Taenk t1_jbdidpy wrote on March 8, 2023 at 6:51 AM

Reply to comment by CKtalon in [D] Can someone explain the discrepancy between the findings of LLaMA and Chinchilla? by __Maximum__

Can you rephrase that a little bit? Does it mean that Chinchilla answers „assuming that you have one Teraflop of compute time, use 20 tokens of data per parameter of model, then you hit diminishing returns in the sense that you could train another model from scratch faster“ and LLaMA answers „assuming you want optimal performance at inference time, regardless of compute budget, even small models can benefit from larger datasets“?

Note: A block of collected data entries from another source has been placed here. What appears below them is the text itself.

PR #98, opened 2024-01-29
SFB-137: When routing away from the edit route show save modal

JonasVanHoof:
## ID
 [SFB-137](https://binnenland.atlassian.net/browse/SFB-137)

 ## Description

When routing away from a `formbuilder/edit` route when the user has unsaved changes show a modal where the user can save or discard it's changes.

 ## Type of change

 - [ ] Bug fix
 - [x] New feature
 - [ ] Breaking change
 - [ ] Other

 ## How to test

1. open a form
2. Route to `codelijsten` ( top right)
3. did you see a modal? NO
4. Go back to your form and change the title of the section
5. Go to codelijsten
6. Did you see a modal? YES
7. Try the discard first and than the save unsaved changes
 
## Links to other PR's

 - /

### DIFF
--- a/app/controllers/formbuilder/edit.js
+++ b/app/controllers/formbuilder/edit.js
@@ -107,7 +107,7 @@ export default class FormbuilderEditController extends Controller {
   @action
   saveUnsavedChanges() {
     this.formCodeManager.addFormCode(
-      this.formCodeManager.getTtlOfLatestVersion
+      this.formCodeManager.getTtlOfLatestVersion()
     );
     this.formCodeManager.pinLatestVersionAsReference();
     this.isSaveModalOpen = false;
@@ -118,7 +118,7 @@ export default class FormbuilderEditController extends Controller {
   discardSave() {
     this.isSaveModalOpen = false;
     this.formCodeManager.addFormCode(
-      this.formCodeManager.getTtlOfLatestVersion()
+      this.formCodeManager.getTtlOfReferenceVersion()
     );
     this.goToNextRoute();
   }
--- a/app/controllers/formbuilder/edit.js
+++ b/app/controllers/formbuilder/edit.js
@@ -31,6 +31,9 @@ export default class FormbuilderEditController extends Controller {
   @tracked previewStore;
   @tracked previewForm;
 
+  @tracked isSaveModalOpen;
+  @tracked nextRoute;
+
   sourceNode = PREVIEW_SOURCE_NODE;
 
   @action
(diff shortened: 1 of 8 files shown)


JonasVanHoof:
**NOTE:** When routing away from a page without using the router the modal will not be shown. @aatauil is this something we should handle or is this to intentionally?

JonasVanHoof:
@Windvis  Did you already implement somehting like this in LDPC project? [ticket ref](https://binnenland.atlassian.net/browse/SFB-137?focusedCommentId=96450)

The idea behind it is that when routing away from a page where data can be changed we want to show a modal that will give the user the option to save or discard it's changes. In the current implementation in this PR this route change is only detected when routing with the `this.router`  with the router hook `willTransition`.

Do you have a link to your implementation or any idea what router hook can be used to also detect these changes?

Windvis:
Yea, there are some variations across the different projects. The one in [LPDC](https://github.com/lblod/frontend-lpdc/commit/72f1728d77ff861273237c3bd0e9b36f40b58068) uses the `willTransition` _event_ and sets it up in a component. This is the [commit](https://github.com/lblod/frontend-lpdc/commit/72f1728d77ff861273237c3bd0e9b36f40b58068), but there are probably follow up commits. The latest version can be found in the frontend-lpdc repo. (Loket removed the LPDC module).

I think we also have a "generic" solution somewhere where you add a component which does the setup and shows the modal based on a boolean argument. Not sure where we used that, but I remember building something at least 🤔.

In any case, there are multiple ways of doing things. Are there cases where this PR doesn't work?

Windvis:
Oh, wait I just saw this comment:

> NOTE: When routing away from a page without using the router the modal will not be shown.

What does this mean exactly? There is not really a way to route without the router? Or do you mean manual URL edits / refreshes?

JonasVanHoof:
> Oh, wait I just saw this comment:
> 
> > NOTE: When routing away from a page without using the router the modal will not be shown.
> 
> What does this mean exactly? There is not really a way to route without the router? Or do you mean manual URL edits / refreshes?

Yes indeed! The usecase that work are:
* go back in the breadcrums bar (ember router service)
*  Go to a link `codelijsten` for example (ember router service)
* Pressing the back button in the browser (native)

The only thing I found that was not working is when manually changing the url (to e.g. the index page ) or refreshing the page that the popup is not shown. Is there a solution for this to block it?

JonasVanHoof:
> Member

Hehe, I don't think it is a hard requirement  Achraf  suggested to connect with you for this as you already did something like this and that we are sure that this is not something you already fixed :D  But if your version is doing the same as mine it is solved I think? @aatauil

aatauil (approved):
Made some small UX changes, other then that, looking good :)

PR #101, opened 2024-01-29
change ESFF version that uses V2 model

ZijneDwaasheid:
## ID
 SFB-131

 ## Description
This uses the newer version of ESFF that uses the newer V2 form model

CKtalon t1_jbdjaxa wrote on March 8, 2023 at 7:02 AM

Instead of choosing a huge model and having it undertrained due to limited compute budget, choose the small but biggest model for your compute budget using their estimates. It doesn’t necessarily mean that a small model trained with larger datasets will naturally beat a bigger model.

Maximum OP t1_jbdr6zj wrote on March 8, 2023 at 8:50 AM

Not quite. Assuming you have certain compute, if you have a model with 1B parameters, then use a dataset of 20B tokens. Look at the figures in Chinchilla paper, they demonstrate it nicely.